NASSAU, Bahamas, Tuesday September 17, 2013 – Prime Minister Perry Christie will address a high-level International Monetary Fund (IMF) conference on Thursday that will examine sustainable growth in the Caribbean.

The two-day meeting is a follow up to last year’s conference held in Trinidad and Tobago on rethinking policy priorities and will be attended by finance ministers, central bank governors and senior public and private sector officials from Antigua and Barbuda, Barbados, Belize, Dominica, Grenada, Guyana, Haiti, Jamaica, St Lucia, and Trinidad and Tobago, the Eastern Caribbean Central Bank and the host country.

_69903696_69903694It will also be attended by the IMF’s deputy managing director Min Zhu, president of the Barbados-based Caribbean Development Bank (CDB) Dr Warren Smith, the president of the Inter-American Development Bank (IDB) Luis Moreno, as well as well as Hasan Tuluy, vice president of the World Bank and Jean Phillippe Prosper of the International Finance Corporation (IFC).

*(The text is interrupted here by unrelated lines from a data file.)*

PR #108, opened 2016-11-15
Every claim saves where copies were sent to

ahsu1230:
Copies of claims can be sent to a list of emails and a list of addresses.

For now, we assume the user's emails.
For addresses, we assume the VA and the user's address (which they should've filled out).

There may need to be one more change (after this PR) to fix all user_values mapping to follow the standard AddressSchema.
We want to use `street1` instead of `line1` from now on and `postal` instead of `zip`.


qwwqwwq:
LGTM

qwwqwwq:
for user values, yeah we can use the standard address terms i think

PR #109, opened 2016-11-16
Fix CSRF In Tests

qwwqwwq:
I failed to noticed that the addition of the csurf middleware had broken all the tests, this fixes that br providing the token when needed (it is needed for any test that does an API POST or DEL)


ahsu1230:
lgtm

PR #111, opened 2016-11-17
relink idme for sign in pages

ahsu1230:
Relink Id.Me redirect url from button. Remember that the url depends on local or prod environment as the redirectUri for Id.Me is different.

As a bonus, move the link from signup -> login or login -> signup to the top layer (instead of in the bottom layer)

### DIFF
--- a/winterfell/controllers/authController.js
+++ b/winterfell/controllers/authController.js
@@ -9,6 +9,9 @@ var UserValues = require('./../models/userValues');
 var UserService = require('./../services/userService');
 
 module.exports = function (app) {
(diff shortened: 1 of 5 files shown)


ahsu1230:
yes, the original logic was that it will use whatever email you used for Id.Me and check if it's a new email.
If it's a new email and the social token is not tied to any user, we can create a new user!
Otherwise, if the email exists and the social token matches, we sign in as that existing user.

I don't have good error states/redirects though (i.e. email exists, but the social tokens don't), but oh well

ahsu1230:
Also, Facebook hasn't been done yet. Though I made the Id.Me generic enough where it can re-use a lot of the facebook logic. Should we include Facebook into MVP or nah (and just take out the UI)?

qwwqwwq:
Oh ok, at this point, id say we should take it out if it doesn't work and is going to be a lot more effort, might cause confusion when demoing if its there but not functional.

PR #117, opened 2016-12-01
ToS page with words

ahsu1230:
A separate page for Terms of Service with real words copied mostly from TurboTax
https://turbotax.intuit.com/corp/terms-of-service.jsp (obviously Vetafi replacing Intuit).

The agreement modal also uses these paragraphs. And then some style alterations between the page form and modal form.


qwwqwwq:
LGTM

The meeting will have as its theme “Building Growth into the Caribbean Sustainability Agenda -a Concerted Approach” and is being held in collaboration with the CDB, IIDB, the IFC and the World Bank.

“The goal is to discuss how to restore growth in the Caribbean while addressing fiscal and debt sustainability objectives,” said Adrienne Cheasty, deputy director in the IMF’s Western Hemisphere Department.

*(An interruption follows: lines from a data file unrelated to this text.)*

PR #118, opened 2016-12-02
FAQ page with real information and links

ahsu1230:
the `tags` variable you see in every object is used to help with searching.

There is a search bar which you can type keywords to find things you want. The search bar simply looks at words in the title, content and tags. So if we don't mention the word in the description, we can catch it through the use of these tags.

### DIFF
--- a/winterfell/webapp/src/js/faqCtrl.js
+++ b/winterfell/webapp/src/js/faqCtrl.js
@@ -1,20 +1,70 @@
 var app = angular.module('vetafiApp');
+
+app.filter('unsafe', function($sce) {
+  return $sce.trustAsHtml; }
+);
+
 app.controller('faqCtrl', ['$scope', function($scope) {
   $scope.sections = [
     {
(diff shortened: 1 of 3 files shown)


winterfell/webapp/src/js/faqCtrl.js
```diff
@@ -1,20 +1,70 @@
 var app = angular.module('vetafiApp');
+
+app.filter('unsafe', function($sce) {
```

He said the conference would “bring to the table all of the major stakeholders with a view to developing a shared, comprehensive vision for growth in the region”.

Among the topics to be discussed during the two-day conference include “how to Increase the growth potential of economies in the region; how to stimulate and harness the private sector’s potential as well as how to reduce and mitigate against the region’s vulnerability to natural disasters and economic shocks”.

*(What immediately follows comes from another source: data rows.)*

PR #120, opened 2016-12-04
slightly alter home page

ahsu1230:
After looking at TurboTax's home page, I was inspired for a bit to change our home page to have two things

1) We need a header of sorts to explain what we do in a very short way.
TurboTax says: "Taxes done smarter, together"

2) The buttons to link other pages have looked pretty ugly to me for a while. I've changed them one more time to make it more interesting and Silicon-Valley like. I hope you like it!


qwwqwwq:
Looks awesome!

PR #121, opened 2016-12-04
about us page

ahsu1230:
An About Us page for going live and who this product is by.


winterfell/webapp/src/templates/aboutus.pug
```diff
@@ -0,0 +1,37 @@
...
+      h3 Our Founders
+      div.card-wrapper.container-fluid
+        div.row
+          div.profile-wrapper.col-sm-3
+            div.profile-back
+              div.profile-pic.jeff
+          div.content-wrapper.col-sm-9
+            h4 Jeffrey Quinn
+            p
+              | Jeff is currently a Data Engineer at the health startup company, #[a(href="https://www.nuna.com/") Nuna].
```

Bahamas Minister of State in the Ministry of Finance Michael Halkitis said that the focus “continues to be on how the international financial institutions can enhance support they provide in particular to small and highly vulnerable income countries both in terms of tailoring policy advice as well as how they intervene with direct assistance when small middle-income countries encounter economic crises”.(CMC)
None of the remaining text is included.